Ikúo seguía posando, sin mover para nada su cuerpo, ni siquiera la expresión facial. Su cara precisamente estaba seria, y le recordaba a Kizu la imagen creada por Blake del joven Los, a quien se comparaba con el sol. Kizu captaba la impresión de que Ikúo al desnudo llevaba sobre sí las sombras propias de un grabado a color en madera de Blake, y la impresión también de que él mismo con su lápiz Conté iba dispersando esas sombras. Ikúo miraba fijamente al espacio vacío que tenía ante sí, y su capacidad de atención la había volcado en sus propias orejas; así es como lo captaba Kizu. Encontrándose Ikúo guardando silencio de ese modo, aprovechó el siguiente momento de descanso para decir:
– Creo que yo también he pensado algo en cierto modo parecido a lo que usted ha dicho, profesor. Suele decirse que los niños pequeños son libres, ¿no? Admitiendo que eso sea realmente cierto, basta con que adquieran un poco de conciencia para que ese ser que dos o tres años antes era libre, no pueda ya actuar libremente. Yo, por mi parte, cuando dejé atrás mi infancia, aun en tales circunstancias creo que soñé con esa libertad como algo real que estaba a mi alcance. Y no se trataba de darle vueltas a un concepto.
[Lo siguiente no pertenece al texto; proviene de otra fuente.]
PR #318, opened 2019-08-28
Remove parameter to tagDeployment() in Jenkinsfile

rhowe-gds:
Since https://github.com/alphagov/pay-jenkins-library/pull/117, tagDeployment()
needs no parameters.


rhowe-gds:
We had to revert the `tagDeployment()` change :(

PR #415, opened 2020-02-18
PP-6165 List Metadata For Payment Link

rorymalcolm:
- When a payment link is returned as JSON, the metadata that relates to that payment link instance should be contained within the response object under the `metadata` tag.

### DIFF
--- a/src/main/java/uk/gov/pay/products/persistence/entity/ProductMetadataEntity.java
+++ b/src/main/java/uk/gov/pay/products/persistence/entity/ProductMetadataEntity.java
@@ -2,7 +2,6 @@ package uk.gov.pay.products.persistence.entity;
 
 import uk.gov.pay.products.model.ProductMetadata;
 
-import javax.persistence.CascadeType;
 import javax.persistence.Column;
 import javax.persistence.Entity;
 import javax.persistence.JoinColumn;
@@ -13,9 +12,9 @@ import javax.persistence.Table;
 @Table(name = "products_metadata")
 public class ProductMetadataEntity extends AbstractEntity {
 
-    @ManyToOne(cascade = CascadeType.MERGE)
-    @JoinColumn(name = "product_id", updatable = false)
-    private ProductEntity productId;
+    @ManyToOne()
+    @JoinColumn(name = "product_id", referencedColumnName = "id")
+    private ProductEntity productEntity;
 
     @Column(name = "metadata_key")
     private String metadataKey;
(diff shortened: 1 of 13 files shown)


src/test/java/uk/gov/pay/products/resources/ProductResourceIT.java
```diff
@@ -918,4 +921,50 @@ public void shouldReturn400_whenSavingProduct_withReferenceEnabledAndNoReference
...
+        String productsUrl = "https://products.url/v1/api/products/";
+        String productsUIPayUrl = "https://products-ui.url/pay/";
+        response
+                .body("_links", hasSize(2))
+                .body("_links[0].href", matchesPattern(productsUrl + externalId))
+                .body("_links[0].method", is(HttpMethod.GET))
+                .body("_links[0].rel", is("self"))
+                .body("_links[1].href", matchesPattern(productsUIPayUrl + externalId))
+                .body("_links[1].method", is(HttpMethod.GET))
+                .body("_links[1].rel", is("pay"));
```
kbottla: Assertion for metadata ? as test specifically says `shouldReturnMetadata`

src/main/java/uk/gov/pay/products/persistence/entity/ProductMetadataEntity.java
```diff
@@ -13,9 +13,9 @@
 @Table(name = "products_metadata")
 public class ProductMetadataEntity extends AbstractEntity {
 
-    @ManyToOne(cascade = CascadeType.MERGE)
-    @JoinColumn(name = "product_id", updatable = false)
-    private ProductEntity productId;
+    @ManyToOne(fetch = FetchType.EAGER)
```
kbottla: any reason this is EAGER ? We seem to always get productEntity first to start processing (querying) metadata. Not sure if JPA issues additional queries to get productEntity for each metadata row

src/test/java/uk/gov/pay/products/resources/ProductResourceIT.java
rorymalcolm: exists on line 957, can remove this at is comes from another test

rorymalcolm: `                .body(METADATA + "[0].key",is("value"));`

src/main/java/uk/gov/pay/products/persistence/entity/ProductMetadataEntity.java
rorymalcolm: no reason, I can remove it if you think that's a better idea

PR #417, opened 2020-02-19
PP-6167 add products metadata updater endpoint

SandorArpa:
## WHAT YOU DID
- add new patch endpoint
- refactor validator
- add new dao method
- add new factory worker
- add relevant tests

### DIFF
--- a/src/main/java/uk/gov/pay/products/persistence/dao/ProductMetadataDao.java
+++ b/src/main/java/uk/gov/pay/products/persistence/dao/ProductMetadataDao.java
@@ -6,6 +6,7 @@ import uk.gov.pay.products.persistence.entity.ProductMetadataEntity;
 
 import javax.persistence.EntityManager;
 import java.util.List;
+import java.util.Optional;
 
 public class ProductMetadataDao extends JpaDao<ProductMetadataEntity> {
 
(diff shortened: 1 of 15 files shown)


src/main/java/uk/gov/pay/products/persistence/dao/ProductMetadataDao.java
```diff
@@ -33,4 +34,15 @@ public ProductMetadataDao(Provider<EntityManager> entityManager) {
                 .setParameter("productExternalId", productExternalId)
                 .getResultList();
     }
+
+    public Optional<ProductMetadataEntity> findByProductsExternalIdAndKey(String productExternalId, String key) {
+        String query = "SELECT metadata FROM ProductMetadataEntity metadata, ProductEntity product " +
+                "WHERE metadata.productEntity = product AND product.externalId = :productExternalId " +
```
sfount: I'm not 100% familiar with how this would work in JPA land but do we need to specify the join condition in the WHERE if there is a foreign key?

src/main/java/uk/gov/pay/products/persistence/dao/ProductMetadataDao.java
```diff
@@ -33,4 +34,15 @@ public ProductMetadataDao(Provider<EntityManager> entityManager) {
...
+                "AND lower(metadata.metadataKey) = :key";
```
sfount: The index on key is a union with `product_id` `(product_id, metadata_key)` -- I think this should be able to use it but just making sure

src/main/java/uk/gov/pay/products/resources/ProductMetadataResource.java
```diff
@@ -44,11 +42,33 @@ public Response createMetadata(@PathParam("productExternalId") String productExt
...
+                            .map(errors -> Response.status(Response.Status.BAD_REQUEST).entity(errors).build())
+                            .orElseGet(() -> {
+                                metadataFactory.metadataCreator().createProductMetadata(payload, productExternalId);
+                                return Response.status(Response.Status.CREATED).build();
+                            }));
+    }
+
+    @PATCH
+    @Path("/products/{productExternalId}/metadata")
+    @Produces(APPLICATION_JSON)
```
sfount: I think this is the same for all metadata routes - could it be applied to the resource instead of individual requests?

src/main/java/uk/gov/pay/products/service/ProductsMetadataCreator.java
```diff
@@ -32,7 +30,7 @@ public ProductMetadata createProductMetadata(ProductMetadata metadata, String pr
                     metadataEntity.setMetadataValue(metadata.getValue());
                     metadataDao.persist(metadataEntity);
                     return metadataEntity.toMetadata();
-                }).orElseThrow(() -> new ProductNotFoundException(format("Product with %s id not found", productExternalId), productExternalId));
+                }).orElseThrow(() -> new ProductNotFoundException(productExternalId));
```
sfount: Nice :+1:

src/main/java/uk/gov/pay/products/resources/ProductMetadataResource.java
SandorArpa: 👍

PR #436, opened 2020-03-09
PP-6157 Add Delete Endpoint For Metadata

rorymalcolm:
- Adds a DELETE endpoint for metadata which allows for metadata on a
product to be removed via an API.

- Adds tests to ensure happy and failure paths both work as expected.

### DIFF
--- a/src/main/java/uk/gov/pay/products/resources/ProductMetadataResource.java
+++ b/src/main/java/uk/gov/pay/products/resources/ProductMetadataResource.java
@@ -9,6 +9,7 @@ import uk.gov.pay.products.service.ProductsMetadataFactory;
 import uk.gov.pay.products.validations.ProductsMetadataRequestValidator;
 
 import javax.ws.rs.Consumes;
+import javax.ws.rs.DELETE;
 import javax.ws.rs.PATCH;
 import javax.ws.rs.POST;
 import javax.ws.rs.Path;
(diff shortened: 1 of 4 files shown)


src/main/java/uk/gov/pay/products/resources/ProductMetadataResource.java
```diff
@@ -69,4 +69,14 @@ public Response updateMetadata(@PathParam("productExternalId") String productExt
...
     }
+
+    @DELETE
+    @Path("/{metadataKey}")
+    public Response deleteMetadata(@PathParam("productExternalId") String productExternalId, @PathParam("metadataKey") String metadataKey) {
+        logger.info("Delete product metadata for id - [ {} ] with key id [ {} ]", productExternalId, metadataKey);
+
+        return metadataFactory.metadataDeleter().deleteMetadata(productExternalId, metadataKey) ?
+                Response.status(Response.Status.OK).build() :
+                Response.status(Response.Status.NOT_FOUND).build();
```
sfount: Does this `NOT_FOUND` builder actually get called or does this pass because the method throws `MetadataNotFoundException` ? 

If the latter I think this could be removed as I think there's no case where it's not found and has returned false

rorymalcolm: done!

PR #449, opened 2020-03-31
PP-6325 Indexes for product usage reports

sfount:
* index product type to allow the report to ignore demo and prototype
links
* index payment date_created to allow aggregate `MAX` in report

### DIFF
--- a/src/main/resources/migrations/00035_index_columns_for_usage_report.sql
+++ b/src/main/resources/migrations/00035_index_columns_for_usage_report.sql
@@ -1,0 +1,9 @@
+--liquibase formatted sql
+
+--changeset uk.gov.pay:index_type_products runInTransaction:false
+CREATE INDEX CONCURRENTLY products_type_idx ON products(type);
+-- rollback drop index concurrently products_type_idx
+
+--changeset uk.gov.pay:index_product_id_date_created_payments runInTransaction:false
+CREATE INDEX CONCURRENTLY payments_product_id_date_created_idx ON payments(product_id, date_created);
+-- rollback drop index concurrently payments_product_id_date_created_idx


src/main/resources/migrations/00035_index_columns_for_usage_report.sql
```diff
@@ -0,0 +1,9 @@
+--liquibase formatted sql
+
+--changeset uk.gov.pay:index_type_products
+CREATE INDEX products_type_idx ON products(type);
+-- rollback drop index products_type_idx
+
+--changeset uk.gov.pay:index_date_created_payments
+CREATE INDEX payments_date_created_idx ON payments(date_created);
```
kbottla: If query uses max(date_created) group by product_id, we also need to add product_id to the index.

kbottla: CREATE INDEX CONCURRENTLY ?

src/main/resources/migrations/00035_index_columns_for_usage_report.sql
```diff
@@ -0,0 +1,9 @@
+--liquibase formatted sql
+
+--changeset uk.gov.pay:index_type_products
+CREATE INDEX products_type_idx ON products(type);
```
kbottla: CREATE INDEX CONCURRENTLY ?

src/main/resources/migrations/00035_index_columns_for_usage_report.sql
```diff
@@ -0,0 +1,9 @@
+--liquibase formatted sql
+
+--changeset uk.gov.pay:index_type_products runInTransaction:false
+CREATE INDEX CONCURRENTLY products_type_idx ON products(type);
+-- rollback drop index concurrently products_type_idx
+
+--changeset uk.gov.pay:index_date_created_payments runInTransaction:false
+CREATE INDEX CONCURRENTLY payments_date_created_idx ON payments(product_id, date_created);
```
kbottla: Do we still want to use same name for the index ?

src/main/resources/migrations/00035_index_columns_for_usage_report.sql
```diff
@@ -0,0 +1,9 @@
+--liquibase formatted sql
+
+--changeset uk.gov.pay:index_type_products runInTransaction:false
+CREATE INDEX CONCURRENTLY products_type_idx ON products(type);
+-- rollback drop index concurrently products_type_idx
+
+--changeset uk.gov.pay:index_date_created_payments runInTransaction:false
```
kbottla: name of the change still says only created_date but not major

PR #531, opened 2020-09-04
PP-6913 Change secret paths and configure hooks

rorymalcolm:
- Configure secret paths and initialise gds pre-commit


rjbaker (approved):
LGTM 🚀

PR #546, opened 2020-09-14
PP-7067 Increase maximum metadata value length from 50 to 100

alexbishop1:
Update `ProductsMetadataRequestValidator` (and its unit tests) to rely on constants in ExternalMetadata (which is imported from Pay Java commons) for things like the maximum number of characters allowed for metadata values associated with a product.

This has no functional effect other than increasing the character limit for a metadata value from 50 to 100. The necessary database migration to enable this was commit 32ae783331377b719910ab91df1b521a0f12d59f.

Public API and connector have already been updated to allow 100 characters rather than 50.

### DIFF
--- a/.secrets.baseline
+++ b/.secrets.baseline
@@ -3,7 +3,7 @@
     "files": null,
     "lines": null
   },
-  "generated_at": "2020-09-08T08:03:19Z",
+  "generated_at": "2020-09-14T12:31:04Z",
   "plugins_used": [
     {
       "name": "AWSKeyDetector"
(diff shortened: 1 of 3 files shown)


oswaldquek (approved):
Would prefer if `ExternalMetadata.[MAX_KEY_LENGTH|MAX_VALUE_LENGTH]` were imported statically but it's no biggie.

alexbishop1:
I did think about statically importing the constants from `ExternalMetadata` but `ProductsMetadataRequestValidator` already has its own constants, so I thought it might be unclear where the `ExternalMetadata` ones were coming from.

PR #565, opened 2020-10-23
PP-7293: Add a method to update Product's API key

adityapahuja:
Add a new method to enable ProductFinder to update Product's API key in a database using the given product external id. This will allow the key to be rotated immediately if it is compromised.

### DIFF
--- a/src/main/java/uk/gov/pay/products/service/ProductFinder.java
+++ b/src/main/java/uk/gov/pay/products/service/ProductFinder.java
@@ -46,6 +46,17 @@ public class ProductFinder {
     }
 
     @Transactional
+    public Optional<Product> updatePayApiTokenByExternalId(String externalId, String payApiToken) {
+        return productDao.findByExternalId(externalId)
+                .map(productEntity -> {
+                    productEntity.setPayApiToken(payApiToken);
+                    productDao.merge(productEntity);
+                    return Optional.of(productEntity.toProduct());
+                })
+                .orElseGet(Optional::empty);
+    }
+
+    @Transactional
     public Boolean deleteByExternalId(String externalId) {
         return productDao.findByExternalId(externalId)
                 .map(productEntity -> {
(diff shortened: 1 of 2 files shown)


src/main/java/uk/gov/pay/products/service/ProductFinder.java
```diff
@@ -45,6 +45,17 @@ public ProductFinder(ProductDao productDao, LinksDecorator linksDecorator) {
                 .orElseGet(Optional::empty);
     }
 
+    @Transactional
+    public Optional<Product> updatePayApiTokenByExternalId(String externalId, String payApiToken) {
+        return productDao.findByExternalId(externalId)
+                .map(productEntity -> {
+                    productEntity.setPayApiToken(payApiToken);
+                    productDao.merge(productEntity);
```
alexbishop1, line 53: I think the `@Transactional` means you don’t need to explicitly merge but it won’t do any harm.

alexbishop1 (approved):

src/main/java/uk/gov/pay/products/service/ProductFinder.java
adityapahuja: I thought`@Transactional` provides commit and rollback support. It would be nice to test this function against a real product DAO rather than the mocked product DAO.  Using the mocked product DAO in the unit test doesn't give me confidence that it will work without using merge() function.

adityapahuja: In other words, the unit test doesn't actually test this function using a real mini database.

adityapahuja: I have tested the `updatePayApiTokenByExternalId` function against a real product DAO. It works fine. When I remove `productDao.merge(productEntity);` from the function, it fails the test. The merge() function is required.

adityapahuja:
I have made further changes to remove the unused variable (productEntity) from `updatePayApiTokenByExternalId_shouldReturnEmpty_whenNotFound()` test and rename the variable from `disabledProduct` to `product` in `ProductFinderTest`.

alexbishop1 (approved):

"Entonces pensé en el caso de Jonás: intenta escapar lejos de Dios, pero no hay para él modo alguno de lograrlo. Eso tiene que aprenderlo a base de sufrimientos que casi lo llevan a la muerte. Todo eso que se relata de que estuvo en el vientre de la ballena y demás… me ha hecho pensar en la peste que haría allí dentro…
En este punto, Kizu no pudo refrenar una sonrisa.
– Pasado todo eso, Jonás se da por vencido y se dispone a hacer lo que Dios le manda. Y una vez que toma esa decisión, él se vuelve obstinado. Y a ese Dios que ha cambiado de planes, le dirige su queja: "El rumbo que habías tomado desde el principio, ¿no tenías que seguirlo hasta el final?" -le reprueba. ¿No es éste precisamente el proceder de alguien que es libre? Aunque tal libertad puede darse únicamente en el supuesto de que Dios existe. Es posible que me equivoque, pero si Dios, por su parte, no da lugar en su mente a que haya alguien con esa libertad para objetarle, ¿no es cierto que esa libertad inmensa y sin restricciones no hay quien pueda asegurarla? Si yo he deseado leer la continuación del Libro de Jonás, ha sido justamente por eso.
Kizu no replicó nada sobre la marcha. Aunque le respondió con una sonrisa significativa, dando a entender que comprendía lo que el joven quería decirle.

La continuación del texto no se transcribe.